1. A method of treating angiogenesis-related disorders in a subject, the method comprising administering to the subject a therapeutically effective amount of an agent that inhibits JNK3 expression and/or activity.

2. The method of claim 1, wherein the agent is a small molecule or an inhibitory nucleic acid.

3. The method of claim 2, wherein the inhibitory nucleic acid is an antisense molecule, a small interfering RNA, or a small hairpin RNA which are specific for a nucleic acid encoding SEQ ID NO: 1.

4. The method of claim 2, wherein the inhibitory nucleic acid is a nucleic acid comprising a sequence that is complementary to a contiguous sequence of at least 5 nucleotides present in JNK3.

5. The method of claim 1, wherein the agent is a peptide or a peptide-inhibitor.

6. The method of claim 5, wherein the peptide inhibitor is a peptide JNK3 inhibitor.

7. The method of claim 1, wherein the subject is human.

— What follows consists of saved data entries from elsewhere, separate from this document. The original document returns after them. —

PR #1972, opened 2023-10-27
Implement HostOutputStream for MyStdoutStream

fibonacci1729:
TODO: The same should be done for `MyStdinStream`.

### DIFF
--- a/crates/core/src/store.rs
+++ b/crates/core/src/store.rs
@@ -1,8 +1,9 @@
 use anyhow::{anyhow, Result};
+use bytes::Bytes;
 use std::{
     io::{Read, Write},
     path::{Path, PathBuf},
-    sync::Mutex,
+    sync::{Arc, Mutex},
     time::{Duration, Instant},
 };
 use system_interface::io::ReadReady;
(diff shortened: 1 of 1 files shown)


crates/core/src/store.rs
```diff
@@ -264,7 +269,7 @@ impl StoreBuilder {
                 ctx.set_stderr(Box::new(wasi_preview1::pipe::WritePipe::new(w)))
             }
             WasiCtxBuilder::Preview2(ctx) => {
-                ctx.stderr(MyStdoutStream(Mutex::new(Some(Box::new(
+                ctx.stderr(MyStdoutStream(Arc::new(Mutex::new(Box::new(
```
dicej, line 272: I think we need to make this a `tokio::sync::Mutex` instead of a `std::sync::Mutex` since we'll need to lock it during an `await` in the `Subscribe` implementation.

crates/core/src/store.rs
```diff
@@ -442,15 +447,31 @@ impl StdinStream for MyStdinStream {
...
+    }
+
+    fn check_write(&mut self) -> Result<usize, StreamError> {
+        self.0.lock().unwrap().check_write()
+    }
+}
+
+#[async_trait]
+impl Subscribe for MyStdoutStream {
+    async fn ready(&mut self) {}
```
dicej, line 469: This should call `self.0.lock().await.ready().await` (and see the note about using `tokio::sync::Mutex` above).

dicej (changes requested):

dicej:
The CI failures indicate that this whole approach (which was my suggestion) might be flawed.  Each component expects to have its own handle to stdout, and since `HostOutputStream` has mutually-exclusive asynchronous (from the guest perspective) operation which we can't feasibly manage concurrently, I think we'll need a different solution.  @fibonacci1729 let's huddle about this when you have time.

fibonacci1729:
Superseded by https://github.com/fermyon/spin/pull/1982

8. The method of claim 1, wherein the subject has, or is at risk of having an angiogenesis-related disorder.

9. The method of claim 1, wherein the subject has peripheral arterial disease (PAD), macular degeneration, retinopathy, stroke, diabetic limb ulcers, diabetic neuropathy, age-related blindness, chronic wounds, pressure ulcers, Alzheimer's disease, myocardial ischemia, cerebral ischemia, hepatic ischemia, limb ischemia, pulmonary ischemia, renal ischemia, testicular ischemia, intestinal type ischemia, or any organ ischemia.